* Work order:
Your job is to set down the stretch of entries that opens with the line containing "Thanks for the careful" and closes with the line containing "ptomato: Good point.". Keep both end lines, copy each exactly, and add nothing.

* Data to use:
PR #1103, opened 2020-11-03
ZonedDateTime hoursInDay, startOfDay, round, add, subtract

ptomato:
See: #569

### DIFF
--- a/polyfill/lib/ecmascript.mjs
+++ b/polyfill/lib/ecmascript.mjs
@@ -2418,6 +2418,19 @@ export const ES = ObjectAssign({}, ES2020, {
     ES.RejectDuration(years, months, weeks, days, hours, minutes, seconds, milliseconds, microseconds, nanoseconds);
     return { years, months, weeks, days, hours, minutes, seconds, milliseconds, microseconds, nanoseconds };
   },
+  AddInstant: (epochNanoseconds, h, min, s, ms, µs, ns) => {
+    let sum = bigInt(0);
+    sum = sum.plus(bigInt(ns));
+    sum = sum.plus(bigInt(µs).multiply(1e3));
+    sum = sum.plus(bigInt(ms).multiply(1e6));
+    sum = sum.plus(bigInt(s).multiply(1e9));
+    sum = sum.plus(bigInt(min).multiply(60 * 1e9));
+    sum = sum.plus(bigInt(h).multiply(60 * 60 * 1e9));
+
+    const result = bigInt(epochNanoseconds).plus(sum);
+    ES.RejectInstantRange(result);
+    return result;
+  },
   RoundNumberToIncrement: (quantity, increment, mode) => {
     const quotient = quantity / increment;
     let round;
--- a/polyfill/lib/ecmascript.mjs
+++ b/polyfill/lib/ecmascript.mjs
@@ -2431,6 +2431,72 @@ export const ES = ObjectAssign({}, ES2020, {
     ES.RejectInstantRange(result);
     return result;
   },
+  AddZonedDateTime: (instant, timeZone, calendar, years, months, weeks, days, h, min, s, ms, µs, ns, overflow) => {
+    // If only time is to be added, then use Instant math. It's not OK to fall
+    // through to the date/time code below because compatible disambiguation in
+    // the PlainDateTime=>Instant conversion will change the offset of any
+    // ZonedDateTtime in the repeated clock time after a backwards transition.
+    // When adding/subtracting time units and not dates, this disambiguation is
+    // not expected and so is avoided below via a fast path for time-only
+    // arithmetic.
+    // BTW, this behavior is similar in spirit to offset: 'prefer' in `with`.
+    if (ES.DurationSign(years, months, weeks, days, 0, 0, 0, 0, 0, 0) === 0) {
+      return ES.AddInstant(GetSlot(instant, EPOCHNANOSECONDS), h, min, s, ms, µs, ns);
+    }
+
+    // RFC 5545 requires the date portion to be added in calendar days and the
+    // time portion to be added in exact time.
+    // FIXME: "op" and the dateAdd/dateSubtract conditional will not be needed
+    // after #993 lands, changing the order of operations to be the same for
+    // both addition and subtraction.
+    let dt = ES.GetTemporalDateTimeFor(timeZone, instant, calendar);
+    const TemporalDate = GetIntrinsic('%Temporal.Date%');
+    const datePart = new TemporalDate(GetSlot(dt, ISO_YEAR), GetSlot(dt, ISO_MONTH), GetSlot(dt, ISO_DAY), calendar);
+    const addedDate = calendar.dateAdd(datePart, { years, months, weeks, days }, { overflow }, TemporalDate);
+    const TemporalDateTime = GetIntrinsic('%Temporal.DateTime%');
+    const dtIntermediate = new TemporalDateTime(
+      GetSlot(addedDate, ISO_YEAR),
+      GetSlot(addedDate, ISO_MONTH),
+      GetSlot(addedDate, ISO_DAY),
+      GetSlot(dt, ISO_HOUR),
+      GetSlot(dt, ISO_MINUTE),
+      GetSlot(dt, ISO_SECOND),
+      GetSlot(dt, ISO_MILLISECOND),
+      GetSlot(dt, ISO_MICROSECOND),
+      GetSlot(dt, ISO_NANOSECOND),
+      calendar
+    );
+
+    // Note that 'compatible' is used below because this disambiguation behavior
+    // is required by RFC 5545.
+    const instantIntermediate = ES.GetTemporalInstantFor(timeZone, dtIntermediate, 'compatible');
+    return ES.AddInstant(GetSlot(instantIntermediate, EPOCHNANOSECONDS), h, min, s, ms, µs, ns);
+  },
+  SubtractZonedDateTime: (instant, timeZone, calendar, years, months, weeks, days, h, min, s, ms, µs, ns, overflow) => {
+    // FIXME: to be consolidated into AddZonedDateTime by #993
+    if (ES.DurationSign(years, months, weeks, days, 0, 0, 0, 0, 0, 0) === 0) {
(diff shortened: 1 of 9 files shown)


polyfill/lib/zoneddatetime.mjs
```diff
@@ -298,7 +298,15 @@ export class ZonedDateTime {
   }
   startOfDay() {
     if (!ES.IsTemporalZonedDateTime(this)) throw new TypeError('invalid receiver');
-    throw new Error('startOfDay() not implemented yet');
+    const dt = dateTime(this);
+    const DateTime = GetIntrinsic('%Temporal.DateTime%');
+    const dtStart = new DateTime(GetSlot(dt, ISO_YEAR), GetSlot(dt, ISO_MONTH), GetSlot(dt, ISO_DAY), 0, 0, 0, 0, 0, 0);
```
justingrant, line 456: For non-ISO time calendars, is all-zero time ISO time units guaranteed to be the start of the day?  If so then this code is good. If not, then do you need to ask the calendar when the start of the day is?

polyfill/lib/zoneddatetime.mjs
```diff
@@ -128,7 +128,51 @@ export class ZonedDateTime {
...
+    const year = GetSlot(dt, ISO_YEAR);
+    const month = GetSlot(dt, ISO_MONTH);
+    const day = GetSlot(dt, ISO_DAY);
+    const today = new DateTime(year, month, day, 0, 0, 0, 0, 0, 0);
+    const tomorrowFields = ES.AddDate(year, month, day, 0, 0, 0, 1, 'reject');
+    const tomorrow = new DateTime(tomorrowFields.year, tomorrowFields.month, tomorrowFields.day, 0, 0, 0, 0, 0, 0);
+    const timeZone = GetSlot(this, TIME_ZONE);
+    const todayNs = GetSlot(ES.GetTemporalInstantFor(timeZone, today, 'compatible'), EPOCHNANOSECONDS);
+    const tomorrowNs = GetSlot(ES.GetTemporalInstantFor(timeZone, tomorrow, 'compatible'), EPOCHNANOSECONDS);
+    let { seconds, milliseconds, microseconds, nanoseconds } = ES.DifferenceInstant(
```
justingrant, line 142: Why is all the code below here needed? Could it be replaced with something like this?
```js
return Number(tomorrowNs - todayNs) / 3.6e12;
```

polyfill/test/zoneddatetime.mjs
```diff
@@ -1064,6 +1064,30 @@ describe('ZonedDateTime', () => {
...
+    });
+    it('hoursInDay works with non-hour DST change', () => {
+      const zdt1 = ZonedDateTime.from('2020-10-04T12:00[Australia/Lord_Howe]');
+      equal(zdt1.hoursInDay, 23.5);
+      const zdt2 = ZonedDateTime.from('2020-04-05T12:00[Australia/Lord_Howe]');
+      equal(zdt2.hoursInDay, 24.5);
+    });
+    it('hoursInDay works with non-half-hour DST change', () => {
+      const zdt = ZonedDateTime.from('1933-01-01T12:00[Asia/Singapore]');
+      assert(Math.abs(zdt.hoursInDay - 23.6666666666666666) < Number.EPSILON);
```
justingrant, line 1396: I had no idea that `Number.EPSILON` existed.  Very useful. Thanks for the education!

polyfill/lib/zoneddatetime.mjs
```diff
@@ -309,9 +309,78 @@ export class ZonedDateTime {
...
+      millisecond,
+      microsecond,
+      nanosecond,
+      calendar
+    );
+
+    const timeZone = GetSlot(this, TIME_ZONE);
+    const offsetNs = ES.GetOffsetNanosecondsFor(timeZone, GetSlot(this, INSTANT));
+
+    // See the 'prefer' algorithm in ToTemporalZonedDateTime
```
justingrant, line 408: I don't fully follow this logic here, but as long as tests pass I assume it's fine.

polyfill/test/zoneddatetime.mjs
```diff
@@ -730,6 +730,185 @@ describe('ZonedDateTime', () => {
...
+    });
+    it('accepts plural units', () => {
+      assert(zdt.round({ smallestUnit: 'hours' }).equals(zdt.round({ smallestUnit: 'hour' })));
+      assert(zdt.round({ smallestUnit: 'minutes' }).equals(zdt.round({ smallestUnit: 'minute' })));
+      assert(zdt.round({ smallestUnit: 'seconds' }).equals(zdt.round({ smallestUnit: 'second' })));
+      assert(zdt.round({ smallestUnit: 'milliseconds' }).equals(zdt.round({ smallestUnit: 'millisecond' })));
+      assert(zdt.round({ smallestUnit: 'microseconds' }).equals(zdt.round({ smallestUnit: 'microsecond' })));
+      assert(zdt.round({ smallestUnit: 'nanoseconds' }).equals(zdt.round({ smallestUnit: 'nanosecond' })));
+    });
+    it.skip('rounds correctly to a 25-hour day', () => {
```
justingrant, line 1028: Very smart to put skipped tests in for these cases.

polyfill/lib/ecmascript.mjs
```diff
@@ -2431,6 +2431,72 @@ export const ES = ObjectAssign({}, ES2020, {
...
+    // not expected and so is avoided below via a fast path for time-only
+    // arithmetic.
+    // BTW, this behavior is similar in spirit to offset: 'prefer' in `with`.
+    if (ES.DurationSign(years, months, weeks, days, 0, 0, 0, 0, 0, 0) === 0) {
+      return ES.AddInstant(GetSlot(instant, EPOCHNANOSECONDS), h, min, s, ms, µs, ns);
+    }
+
+    // RFC 5545 requires the date portion to be added in calendar days and the
+    // time portion to be added in exact time.
+    // FIXME: "op" and the dateAdd/dateSubtract conditional will not be needed
```
justingrant, line 2449: This comment doesn't match the code below. What conditional?

polyfill/test/zoneddatetime.mjs
```diff
@@ -1291,6 +1423,71 @@ describe('ZonedDateTime', () => {
...
+      equal(result.toString(), '2020-03-01T00:00:00-08:00[America/Los_Angeles]');
+      equal(breakoutUnits('add', zdt, d, options).toString(), result.toString());
+    });
+    it('order of operations: add / reject', () => {
+      const zdt = ZonedDateTime.from('2020-01-31T00:00-08:00[America/Los_Angeles]');
+      const d = Temporal.Duration.from({ months: 1, days: 1 });
+      const options = { overflow: 'reject' };
+      throws(() => zdt.add(d, options), RangeError);
+    });
+    it.skip('order of operations: subtract / none', () => {
```
justingrant, line 1467: Thanks for these tests. Will be helpful in validating #993 fix.

justingrant (approved):
Looks great. It's so cool to see ZDT coming alive!  I made a few minor suggestions and notes. Nothing major.

polyfill/lib/zoneddatetime.mjs
justingrant: Or is there some non-ISO time calendar reason to want to do it the way you did?

Ms2ger (approved):
Thanks for the careful review, @justingrant. It seems like none of your/my comments particularly justify holding this up, so I'll merge now, and let @ptomato deal with them in the next PR.

polyfill/lib/zoneddatetime.mjs
ptomato: I believe that this is OK because we stipulated that non-ISO calendars must still define days to be the same 24-hour periods as the ISO calendar.

polyfill/test/zoneddatetime.mjs
ptomato: I'd actually prefer if the test framework provided an `assert.almostEqual()` for floats, as Jasmine does, but this works well enough.

polyfill/test/zoneddatetime.mjs
ptomato: I don't know if you remember, but you wrote them... :smile:

polyfill/lib/zoneddatetime.mjs
ptomato: Good point. We still do need to calculate the quotient and remainder separately because BigInt division is integer division, but this can be simplified a lot.

polyfill/lib/ecmascript.mjs
ptomato: Sorry, left over from a previous version where I was trying to keep both AddZonedDateTime and SubtractZonedDateTime consolidated into one function. I'll remove this.

polyfill/lib/zoneddatetime.mjs
justingrant: Why not just convert the difference to a `Number` and then use floating-point `Number` math?  If a "day" is longer than 140 24-hour days, some precision loss seems OK. ;-)

polyfill/lib/ecmascript.mjs
justingrant: Cool. Please leave the note about #993 though!  Will be helpful for me to find places to fix along with #993. I'm assuming that these AOs should be consolidated the #993 fix-- LMK if not.

justingrant: BTW, I'm hoping to finish the #993 fix today. Tomorrow at latest.

ptomato:
Thanks for the reviews, I've got fixes for all of these on my next branch.

polyfill/test/zoneddatetime.mjs
justingrant: Haha, I totally forgot. You should have taken the credit. I would have never remembered! ;-)

polyfill/lib/ecmascript.mjs
ptomato: There is still a note about #993 in SubtractZonedDateTime, so that should be fine.

polyfill/lib/zoneddatetime.mjs
ptomato: In the spec text, the epoch nanoseconds are mathematical values (ℝ values) so you have to be explicit about when you convert them to Number values, my guess is that this is the cleanest way.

* Answer to this problem:
Thanks for the careful review, @justingrant. It seems like none of your/my comments particularly justify holding this up, so I'll merge now, and let @ptomato deal with them in the next PR.

polyfill/lib/zoneddatetime.mjs
ptomato: I believe that this is OK because we stipulated that non-ISO calendars must still define days to be the same 24-hour periods as the ISO calendar.

polyfill/test/zoneddatetime.mjs
ptomato: I'd actually prefer if the test framework provided an `assert.almostEqual()` for floats, as Jasmine does, but this works well enough.

polyfill/test/zoneddatetime.mjs
ptomato: I don't know if you remember, but you wrote them... :smile:

polyfill/lib/zoneddatetime.mjs
ptomato: Good point. We still do need to calculate the quotient and remainder separately because BigInt division is integer division, but this can be simplified a lot.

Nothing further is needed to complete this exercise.